Antitumor T cells often recognize targets that are nonmutated “self” tissue differentiation Ags, but the relative impact of Ag expression by normal and transformed tissue for a human self/tumor Ag has not been studied. To examine the influence of self-tolerance mechanisms on the function of self/tumor-specific T cell responses in humans, we sought to identify an Ag that was expressed, processed, and presented in an MHC-restricted fashion by tumor cells, but for which there was the human equivalent of a “knockout.” In this study, we report the first immunological characterization of a melanoma/melanocyte differentiation Ag, called OA1, which meets these criteria. This Ag, an X chromosome-encoded melanoma/melanocyte differentiation Ag, was completely deleted in a male patient. Using a newly identified HLA-A*2402-restricted epitope (LYSACFWWL) to study T cell tolerance, we found that OA1-specific T cell reactivity was more than five SD higher in the knockout patient that in normal controls. These data provide compelling evidence for T cell tolerance to OA1 in humans. Most surprisingly, we found elevated levels of OA1-specific T cells in patients with metastatic malignant melanoma, indicating that the tumor-bearing state partially reversed tolerance observed in normal (non-“knockout”) individuals. Taken together, these findings indicated that tolerance can exist for self/tumor Ags in humans, and that this tolerance could be partially abrogated by the growth of the tumor, increasing the reactivity of tumor Ag-specific T cells. Thus, the tumor-bearing state reverses, in part, the tolerance of T cells that results from the normal expression of tissue differentiation Ags.

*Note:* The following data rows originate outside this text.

PR #6032, opened 2026-02-26
Handle the UDN cleanup special case without using `nft destroy`

danwinship:
Alternative to #6009 which is more compatible with future iptables→nftables porting plans.

## Summary by CodeRabbit

* **Bug Fixes**
  * Improved NFTables map element deletion by preloading existing map contents and verifying existence before removal, avoiding unnecessary operations.

* **Tests**
  * Added comprehensive Linux-only tests covering NFTables element updates and deletions, including map elements and non-existent objects.

* **Refactor**
  * Unified UDN rule deletion into the general NFT deletion flow when Network Segmentation is enabled.

### DIFF
--- a/go-controller/pkg/node/nftables/util.go
+++ b/go-controller/pkg/node/nftables/util.go
@@ -26,18 +26,71 @@ func UpdateNFTElements(elements []*knftables.Element) error {
 
 // DeleteNFTElements deletes the given nftables set/map elements. The set or map must
 // exist, but if the elements aren't already in the set/map, no error is returned.
+//
+// To avoid depending on `nft destroy` (which requires kernel 6.3+), this Add()s each
+// element before Delete()ing it, so you won't get an error if the element wasn't already
+// in the set/map, which means that for map elements, the Value field must be set to the
+// correct value. Alternatively, you can leave Value unset, in which case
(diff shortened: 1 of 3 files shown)


danwinship:
@npinaeva rebased

npinaeva:
I think you need to remove the `gateway_shared_intf` hack again?

go-controller/pkg/node/nftables/util.go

High avidity autoreactive CD4+ T cells induce host CTL, overcome Tregs and mediate tumor destruction

Despite progress made over the past 25 years, existing immunotherapies have limited clinical effectiveness in patients with cancer. Immune tolerance consistently blunts the generated immune response, and the largely solitary focus on CD8+ T cell immunity has proven ineffective in the absence of CD4+ T cell help. To address these twin-tier deficiencies, we developed a translational model of melanoma immunotherapy focused on the exploitation of high-avidity CD4+ T cells that become generated in germline antigen-deficient mice. We had previously identified a tyrosinase-related protein-1 specific HLA-DRB1*0401-restricted epitope. Using this epitope in conjunction with a newly described tyrosinase-related protein-1 germline-knockout, we demonstrate that endogenous tyrosinase-related protein-1 expression alters the functionality of the autoreactive T cell repertoire. More importantly, we show, by using major histocompatibility complex-mismatched combinations, that CD4+ T cells derived from the self-antigen deficient host indirectly triggers the eradication of established B16 lung metastases. We demonstrate that the treatment effect is mediated entirely by endogenous CD8+ T cells and is not affected by the depletion of host regulatory T cells. These findings suggest that high-avidity CD4+ T cells can overcome endogenous conditions and mediate their antitumor effects exclusively through the elicitation of CD8+ T cell immunity.